It was paid in recognition of Mr Piggott’s services to the restaurant and was
purely and simply a gesture of friendship to someone who had become disillusioned
with the business and could probably do with the money to go travelling. Mr
Massey was adamant that it did not represent a payment for fixtures and
fittings. He did accept that Mr Piggott had requested the payment but he had,
he said, no recollection of the conversation so could not remember whether Mr
Piggott had told him why he wanted the money or indeed whether he, Mr Massey,
had asked him why. Equally he could not remember what his reaction had been to
the request and he had no recollection of having drawn up an inventory. He
accepted in cross examination that when he took over from Mr Piggott, he did
not need to purchase any equipment and that he merely took over the use of all
the fixtures and fittings left behind by Mr Piggott.
13.
Mrs Brenda Massey had not been a party to the discussions over the
payment and the first she knew of it, she told the Tribunal, was when Giles
came to her and told her Mr Piggott wanted £6,000. She could not recollect
whether she had asked Giles why Mr Piggott had wanted it. She had been very
much against making him any payment. However various friends advised her that
she should make the payment, and accepting their advice, she agreed to it as
recognition for the fact that he had spent a lot of his own money on the
premises in the past. She described the payment as a gesture of friendship and
goodwill. She stated categorically that it did not represent a purchase of
fixtures, fittings nor indeed anything else.
14.
The payment was made out of the business current account held in the
joint names of Mr & Mrs Massey. This had been the business account for a
great number of years and indeed was the account into which Mr Piggott’s rental
money was paid. I accept the payment originated from Simon and a bank transfer
of £6,000 from Mr S Massey is shown on the relevant statement coming in the day
before the cheque payment went out to Mr Piggott.
15.
I accept Mr Piggott’s explanation of this payment and find as a fact
that it was a payment made by the Masseys to Mr Piggott for the fixtures and
fittings which he left behind. I make this finding for a number of reasons.
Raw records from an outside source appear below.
PR #463, opened 2025-07-23
Update DetectorConfig to support multiple detector types

declark1:
Changes:
- Add `one_or_many` serde helper function to deserialize string or list to `Vec<DetectorType>` via serde `deserialize_with` attribute. This avoids a breaking config change and enables specifying as a string (for a single detector type) or a list (for multiple detector types).
- Update `validate_detectors` logic
   - Validate that the endpoint’s `supported_detector_types` contains _at least one_ type from `detector_config.type`, otherwise the detector isn’t supported by the endpoint. This is sufficient for now as orchestrator endpoints currently only support a single detector type.
   - Add unit test for it
   - Other enhancement: update detectors type signature to avoid duplication when validating both input and output detectors with the same parameters. We can chain input + output detector iterators in a single `validate_detectors` call.

### DIFF
--- a/config/config.yaml
+++ b/config/config.yaml
@@ -33,8 +33,7 @@ detectors:
     # Detector ID/name to be used in user requests
     hap-en:
         # Detector type (text_contents, text_generation, text_chat, text_context_doc)
-        # NOTE: The same detector ID/name cannot be used for multiple detector types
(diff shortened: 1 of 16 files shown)


mdevino (approved):
LGTM! Nice simplification on chaining iterators.

PR #472, opened 2025-07-30
Update ClientMap get methods

declark1:
This is a small nit PR to tweak the `ClientMap` get methods. Initial `get` and `get_mut` methods returned `&dyn Client` (trait object) as I anticipated we would use `get` for client health checks. We ultimately didn't use it as we have an `iter` method that iterates over all client trait objects, which is more convenient for performing health checks. As such, we do not need to have a separate set of unidiomatic `get_as` and `get_mut_as` methods to return concrete client types.

Changes:
- Drop existing `get` and `get_mut` methods
- Rename `get_as` and `get_mut_as` to `get` and `get_mut`, respectively
- Update usage

### DIFF
--- a/src/clients.rs
+++ b/src/clients.rs
@@ -148,27 +148,15 @@ impl ClientMap {
         self.0.insert(key, Box::new(value));
     }
 
-    /// Returns a reference to the client trait object.
+    /// Returns a reference to the concrete client type.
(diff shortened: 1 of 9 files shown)


mdevino (approved):
LGTM!

PR #488, opened 2025-08-26
Make clients keep alive interval and timeout configurable

mdevino:
This PR makes keep-alive parameters configurable for gRPC clients.

### DIFF
--- a/src/clients.rs
+++ b/src/clients.rs
@@ -249,8 +249,18 @@ pub async fn create_http_client(
     let mut timeout_conn = TimeoutConnector::new(https_conn);
     timeout_conn.set_connect_timeout(Some(connect_timeout));
 
-    let client =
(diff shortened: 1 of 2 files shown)


declark1 (approved):
LGTM. Since this is for a patch, this is fine, but I think we should also set the timeouts and interval on the hyper client builder in the future as it supports HTTP/2.

mdevino:
> LGTM. Since this is for a patch, this is fine, but I think we should also set the timeouts and interval on the hyper client builder in the future as it supports HTTP/2, i.e. no reason to only do this for gRPC clients.
@declark1 Does it look good now?

declark1:
> > LGTM. Since this is for a patch, this is fine, but I think we should also set the timeouts and interval on the hyper client builder in the future as it supports HTTP/2, i.e. no reason to only do this for gRPC clients.
> 
> @declark1 Does it look good now?

LGTM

First Mr Piggott had a clear recollection of the circumstances in which the
payment came to be made. He remembered the conversation with Mr Massey and
that Mr Massey had drawn up an inventory. I do not find it credible that Mr
Massey could not have any recollection of the conversation. £6,000 was a large
sum of money which he and his mother could ill afford, as witness the fact it
had to be borrowed from Simon. Secondly it makes obvious and abundant sense
that Mr Piggott would want some recompense for his fixtures and fittings. He
had acquired them on the transfer of the business to him or by subsequent
purchase. They quite clearly were all owned by him and he was hardly going to walk
away from assets which held to him a substantial value. Thirdly it was common
ground that Mr Piggott had requested the payment and the amount. It is hardly
a likely scenario that the recipient requests and names the amount of a payment
later to be described as a gesture of friendship and goodwill. In this context
it should also be noted that Mr Massey, particularly, had described how let
down he and his mother felt at Mr Piggott’s decision to leave. They both felt
that he had left them in the lurch and they were disappointed in him. Again
this is not consistent with the payment representing a gesture of goodwill.
16.
Mrs Massey in her evidence, both documentary and oral, stated that she
had always wanted nothing more than to receive the rental payments. She had at
no time wanted to take back the running of the business or to operate the
restaurant herself. However when Mr Piggott surrendered the lease, she still
needed the income to continue to meet the mortgage repayments. Very much against
her will she therefore saw no alternative but for herself and Giles to operate
the restaurant. She was asked in her evidence in chief whether she had tried
to re-let the premises at the time to which she replied that other than “asking
around” she had not. She was reconciled, she said, to operating the business
on a temporary basis because a restaurant can die very quickly on a closure,
however short. It had to be kept running. It was therefore decided that she
and Giles would operate it in the short term and on a temporary basis pending
eventually trying to find a new tenant.
17.
When Mr Massey gave evidence on the first day, he maintained that he had
retained none of Mr Piggott’s staff but employed friends from when he had
operated the business prior to Mr Piggott taking it over. However when
recalled, Mr Massey accepted that as many of Mr Piggott’s staff as wanted to
stay had stayed and he had merely replaced one or two that had not. He
described his style of cooking as rather more traditional than Mr Piggott’s had
been. He changed suppliers and he also operated totally different opening times.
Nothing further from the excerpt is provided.